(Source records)
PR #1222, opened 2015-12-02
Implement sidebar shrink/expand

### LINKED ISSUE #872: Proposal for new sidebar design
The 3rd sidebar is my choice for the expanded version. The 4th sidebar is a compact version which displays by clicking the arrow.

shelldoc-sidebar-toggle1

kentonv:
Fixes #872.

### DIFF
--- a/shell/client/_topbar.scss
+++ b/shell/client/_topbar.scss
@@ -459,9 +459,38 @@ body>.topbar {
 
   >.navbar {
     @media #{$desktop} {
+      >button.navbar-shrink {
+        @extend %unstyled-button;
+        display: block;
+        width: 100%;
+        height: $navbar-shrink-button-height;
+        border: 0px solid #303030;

### Required action
List every line above containing the word "button".

### Task output
+      >button.navbar-shrink {
+        @extend %unstyled-button;
+        height: $navbar-shrink-button-height;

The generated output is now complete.